*TASK DIRECTIONS:* Line by line, the entries below are to be reproduced unaltered.

┄┄┄┄┄┄┄┄┄┄

PR #724, opened 2024-07-13
Fix logic for deducing region from PlayStation ISN

### LINKED ISSUE #722: [Problem] MPF.Check with "-p /mounted/disc/folder" non-functionality in Linux, for PS2 DVDs
**Version**
What version are you using?

- [x] Stable release (version 3.2.0)

**Build**
What runtime version are you using?

- [x] .NET 8.0 running on (Linux)

**Describe the issue**
This is a follow-up from https://github.com/SabreTools/MPF/issues/706#issuecomment-2212521248

I am attempting to use MPF.Check to generate a !submissionInfo.txt file for a PS2 DVD disc previously dumped with Redumper. As noted in that issue, MPF.Check doesn't trust the disc region from the Redumper log, so needs to check the mounted physical disc, but the behaviour of this appears to be different between MPF.Check in Linux vs Windows.

**To Reproduce**

In Linux:
1. Dump a PS2 DVD, e.g. SLES-51252, in Redumper
2. cd into the folder output from Redumper, e.g. /home/john/redump/SLES-51252
3. Mount the disc as e.g. /run/media/john/333d3c3734333d32 
4. Run `MPF.Check dvd ps2 -u redumper -p /run/media/john/333d3c3734333d32 SLES-51252.iso`
5. Look at the created !submissionInfo.txt file

**Expected behavior**
The !submissionInfo.txt file to contain "Region: Europe" (in this case), as it does correctly do in Windows with `MPF.Check dvd ps2 -u redumper -p d: SLES-51252.iso`.

**Observed behavior**
The !submissionInfo.txt file contains "Region: SPACE! (CHANGE THIS)". It does, however, contain correct PS2 ISN, version and EXE date.

**Additional context**
As a further test, I deleted the following section from the Redumper.log file:
```
PS2 [SLES-51252.iso]:
  EXE: SLES_512.52
  EXE date: 2002-09-20
  version: 1.00
  serial: SLES-51252
  region: Europe
```

and ran the MPF.Check test again. My theory being that this should make MPF.Check do its own check for the EXE name, date, version, serial and region (as opposed to doing its own check just for the region previously), rather than taking that info from the Redumper log. Running 
`MPF.Check dvd ps2 -u redumper -p /run/media/john/333d3c3734333d32 SLES-51252.iso` now shows that the version, ISN, exedate etc. are no longer written to the !submissionInfo.txt file at all.

In other words, as far as I can tell, MPF.Check's code to look for PS2 exe details from the mounted disc doesn't seem to work at all in Linux :(. Unless I'm doing something wrong, which is quite possible!

I should add that listing files in /run/media/john/333d3c3734333d32 does indeed show the system.cnf file, the SLES_512.52 file, etc., and the files are readable.

JohnVeness:
An attempt to fix #722. Please note that I am a complete C# amateur and don't know whether this is the best implementation! And I haven't added it for PS1.

I'm a bit confused about line https://github.com/JohnVeness/MPF/blob/8c9b51914850f583cd70576f500673427d9f4a78/MPF.Frontend/Tools/SubmissionGenerator.cs#L837 which doesn't seem to get executed.

### DIFF
--- a/MPF.Frontend/Tools/SubmissionGenerator.cs
+++ b/MPF.Frontend/Tools/SubmissionGenerator.cs
@@ -698,7 +698,7 @@ namespace MPF.Frontend.Tools
                     if (isDiscImageCreator)
                         info.CommonDiscInfo!.EXEDateBuildDate = DiscImageCreator.GetPlayStationEXEDate($"{basePath}_volDesc.txt", drive?.GetPlayStationExecutableName());
 
-                    if (info.CommonDiscInfo!.CommentsSpecialFields!.TryGetValue(SiteCode.InternalSerialName, out string? kp2Exe) || !string.IsNullOrEmpty(kp2Exe))
+                    if (info.CommonDiscInfo!.CommentsSpecialFields!.TryGetValue(SiteCode.InternalSerialName, out string? kp2Exe) && !string.IsNullOrEmpty(kp2Exe))
                         info.CommonDiscInfo.Region = ProcessingTool.GetPlayStationRegion(kp2Exe);
 
                     if (drive?.GetPlayStationExecutableInfo(out var kp2Serial, out Region? kp2Region, out var kp2Date) == true)
@@ -812,7 +812,7 @@ namespace MPF.Frontend.Tools
                     if (isDiscImageCreator)
                         info.CommonDiscInfo!.EXEDateBuildDate = DiscImageCreator.GetPlayStationEXEDate($"{basePath}_volDesc.txt", drive?.GetPlayStationExecutableName(), psx: true);
 
-                    if (info.CommonDiscInfo!.CommentsSpecialFields!.TryGetValue(SiteCode.InternalSerialName, out string? psxExe) || !string.IsNullOrEmpty(psxExe))
+                    if (info.CommonDiscInfo!.CommentsSpecialFields!.TryGetValue(SiteCode.InternalSerialName, out string? psxExe) && !string.IsNullOrEmpty(psxExe))
                         info.CommonDiscInfo.Region = ProcessingTool.GetPlayStationRegion(psxExe);
 
                     if (drive?.GetPlayStationExecutableInfo(out var psxSerial, out Region? psxRegion, out var psxDate) == true)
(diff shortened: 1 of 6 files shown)


Deterous:
> I'm a bit confused about line https://github.com/JohnVeness/MPF/blob/8c9b51914850f583cd70576f500673427d9f4a78/MPF.Frontend/Tools/SubmissionGenerator.cs#L837 which doesn't seem to get executed.

I think you've spotted the issue at hand; this line was copy-pasted from the other setters but the logic is different as the ISN is being *used*, not set. So the fix here is if ISN is set (trygetvalue is true, isnullorempty is false) -> set region with GetPlayStationRegion

JohnVeness:
Aha, thanks for spotting that. I have made several changes and I _think_ it's now good.

Please triple-check my work before merging (or completely ignore this PR and make your own change!) as I really don't know what I'm doing. You'll probably want to squash the commits into one, too.

MPF.Processors/ProcessingTool.cs
```diff
@@ -372,6 +372,91 @@ static int ReadFromArrayBigEndian(byte[]? bytes, int offset)
             };
         }
 
+        /// <summary>
+        /// Determine the region based on the PlayStation serial code
+        /// </summary>
+        /// <param name="serial">PlayStation serial code</param>
+        /// <returns>Region mapped from name, if possible</returns>
+        public static Region? GetPlayStationRegion(string? serial)
```
mnadareski, line 380: Minor nitpick: Please move this above `GetXGDRegion`

MPF.Frontend/Tools/SubmissionGenerator.cs
```diff
@@ -698,8 +698,8 @@ private static bool ProcessSystem(SubmissionInfo info, RedumpSystem? system, Dri
                     if (isDiscImageCreator)
                         info.CommonDiscInfo!.EXEDateBuildDate = DiscImageCreator.GetPlayStationEXEDate($"{basePath}_volDesc.txt", drive?.GetPlayStationExecutableName());
 
-                    if (!info.CommonDiscInfo!.CommentsSpecialFields!.TryGetValue(SiteCode.InternalSerialName, out string? kp2Exe) || string.IsNullOrEmpty(kp2Exe))
-                        info.CommonDiscInfo.Region = Drive.GetPlayStationRegion(kp2Exe);
+                    if (info.CommonDiscInfo!.CommentsSpecialFields!.TryGetValue(SiteCode.InternalSerialName, out string? kp2Exe) || !string.IsNullOrEmpty(kp2Exe))
```
mnadareski, line 701: Each of these `||` need to be `&&` for safety

MPF.Processors/ProcessingTool.cs
JohnVeness: Done. For alphabetical order reasons?

MPF.Frontend/Tools/SubmissionGenerator.cs
JohnVeness: Done.

mnadareski (approved):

┄┄┄┄┄┄┄┄┄┄

*PROBLEM SOLUTION:*
PR #724, opened 2024-07-13
Fix logic for deducing region from PlayStation ISN

### LINKED ISSUE #722: [Problem] MPF.Check with "-p /mounted/disc/folder" non-functionality in Linux, for PS2 DVDs
**Version**
What version are you using?

- [x] Stable release (version 3.2.0)

**Build**
What runtime version are you using?

- [x] .NET 8.0 running on (Linux)

**Describe the issue**
This is a follow-up from https://github.com/SabreTools/MPF/issues/706#issuecomment-2212521248

I am attempting to use MPF.Check to generate a !submissionInfo.txt file for a PS2 DVD disc previously dumped with Redumper. As noted in that issue, MPF.Check doesn't trust the disc region from the Redumper log, so needs to check the mounted physical disc, but the behaviour of this appears to be different between MPF.Check in Linux vs Windows.

**To Reproduce**

In Linux:
1. Dump a PS2 DVD, e.g. SLES-51252, in Redumper
2. cd into the folder output from Redumper, e.g. /home/john/redump/SLES-51252
3. Mount the disc as e.g. /run/media/john/333d3c3734333d32 
4. Run `MPF.Check dvd ps2 -u redumper -p /run/media/john/333d3c3734333d32 SLES-51252.iso`
5. Look at the created !submissionInfo.txt file

**Expected behavior**
The !submissionInfo.txt file to contain "Region: Europe" (in this case), as it does correctly do in Windows with `MPF.Check dvd ps2 -u redumper -p d: SLES-51252.iso`.

**Observed behavior**
The !submissionInfo.txt file contains "Region: SPACE! (CHANGE THIS)". It does, however, contain correct PS2 ISN, version and EXE date.

**Additional context**
As a further test, I deleted the following section from the Redumper.log file:
```
PS2 [SLES-51252.iso]:
  EXE: SLES_512.52
  EXE date: 2002-09-20
  version: 1.00
  serial: SLES-51252
  region: Europe
```

and ran the MPF.Check test again. My theory being that this should make MPF.Check do its own check for the EXE name, date, version, serial and region (as opposed to doing its own check just for the region previously), rather than taking that info from the Redumper log. Running 
`MPF.Check dvd ps2 -u redumper -p /run/media/john/333d3c3734333d32 SLES-51252.iso` now shows that the version, ISN, exedate etc. are no longer written to the !submissionInfo.txt file at all.

In other words, as far as I can tell, MPF.Check's code to look for PS2 exe details from the mounted disc doesn't seem to work at all in Linux :(. Unless I'm doing something wrong, which is quite possible!

I should add that listing files in /run/media/john/333d3c3734333d32 does indeed show the system.cnf file, the SLES_512.52 file, etc., and the files are readable.

JohnVeness:
An attempt to fix #722. Please note that I am a complete C# amateur and don't know whether this is the best implementation! And I haven't added it for PS1.

I'm a bit confused about line https://github.com/JohnVeness/MPF/blob/8c9b51914850f583cd70576f500673427d9f4a78/MPF.Frontend/Tools/SubmissionGenerator.cs#L837 which doesn't seem to get executed.

### DIFF
--- a/MPF.Frontend/Tools/SubmissionGenerator.cs
+++ b/MPF.Frontend/Tools/SubmissionGenerator.cs
@@ -698,7 +698,7 @@ namespace MPF.Frontend.Tools
                     if (isDiscImageCreator)
                         info.CommonDiscInfo!.EXEDateBuildDate = DiscImageCreator.GetPlayStationEXEDate($"{basePath}_volDesc.txt", drive?.GetPlayStationExecutableName());
 
-                    if (info.CommonDiscInfo!.CommentsSpecialFields!.TryGetValue(SiteCode.InternalSerialName, out string? kp2Exe) || !string.IsNullOrEmpty(kp2Exe))
+                    if (info.CommonDiscInfo!.CommentsSpecialFields!.TryGetValue(SiteCode.InternalSerialName, out string? kp2Exe) && !string.IsNullOrEmpty(kp2Exe))
                         info.CommonDiscInfo.Region = ProcessingTool.GetPlayStationRegion(kp2Exe);
 
                     if (drive?.GetPlayStationExecutableInfo(out var kp2Serial, out Region? kp2Region, out var kp2Date) == true)
@@ -812,7 +812,7 @@ namespace MPF.Frontend.Tools
                     if (isDiscImageCreator)
                         info.CommonDiscInfo!.EXEDateBuildDate = DiscImageCreator.GetPlayStationEXEDate($"{basePath}_volDesc.txt", drive?.GetPlayStationExecutableName(), psx: true);
 
-                    if (info.CommonDiscInfo!.CommentsSpecialFields!.TryGetValue(SiteCode.InternalSerialName, out string? psxExe) || !string.IsNullOrEmpty(psxExe))
+                    if (info.CommonDiscInfo!.CommentsSpecialFields!.TryGetValue(SiteCode.InternalSerialName, out string? psxExe) && !string.IsNullOrEmpty(psxExe))
                         info.CommonDiscInfo.Region = ProcessingTool.GetPlayStationRegion(psxExe);
 
                     if (drive?.GetPlayStationExecutableInfo(out var psxSerial, out Region? psxRegion, out var psxDate) == true)
(diff shortened: 1 of 6 files shown)


Deterous:
> I'm a bit confused about line https://github.com/JohnVeness/MPF/blob/8c9b51914850f583cd70576f500673427d9f4a78/MPF.Frontend/Tools/SubmissionGenerator.cs#L837 which doesn't seem to get executed.

I think you've spotted the issue at hand; this line was copy-pasted from the other setters but the logic is different as the ISN is being *used*, not set. So the fix here is if ISN is set (trygetvalue is true, isnullorempty is false) -> set region with GetPlayStationRegion

JohnVeness:
Aha, thanks for spotting that. I have made several changes and I _think_ it's now good.

Please triple-check my work before merging (or completely ignore this PR and make your own change!) as I really don't know what I'm doing. You'll probably want to squash the commits into one, too.

MPF.Processors/ProcessingTool.cs
```diff
@@ -372,6 +372,91 @@ static int ReadFromArrayBigEndian(byte[]? bytes, int offset)
             };
         }
 
+        /// <summary>
+        /// Determine the region based on the PlayStation serial code
+        /// </summary>
+        /// <param name="serial">PlayStation serial code</param>
+        /// <returns>Region mapped from name, if possible</returns>
+        public static Region? GetPlayStationRegion(string? serial)
```
mnadareski, line 380: Minor nitpick: Please move this above `GetXGDRegion`

MPF.Frontend/Tools/SubmissionGenerator.cs
```diff
@@ -698,8 +698,8 @@ private static bool ProcessSystem(SubmissionInfo info, RedumpSystem? system, Dri
                     if (isDiscImageCreator)
                         info.CommonDiscInfo!.EXEDateBuildDate = DiscImageCreator.GetPlayStationEXEDate($"{basePath}_volDesc.txt", drive?.GetPlayStationExecutableName());
 
-                    if (!info.CommonDiscInfo!.CommentsSpecialFields!.TryGetValue(SiteCode.InternalSerialName, out string? kp2Exe) || string.IsNullOrEmpty(kp2Exe))
-                        info.CommonDiscInfo.Region = Drive.GetPlayStationRegion(kp2Exe);
+                    if (info.CommonDiscInfo!.CommentsSpecialFields!.TryGetValue(SiteCode.InternalSerialName, out string? kp2Exe) || !string.IsNullOrEmpty(kp2Exe))
```
mnadareski, line 701: Each of these `||` need to be `&&` for safety

MPF.Processors/ProcessingTool.cs
JohnVeness: Done. For alphabetical order reasons?

MPF.Frontend/Tools/SubmissionGenerator.cs
JohnVeness: Done.

mnadareski (approved):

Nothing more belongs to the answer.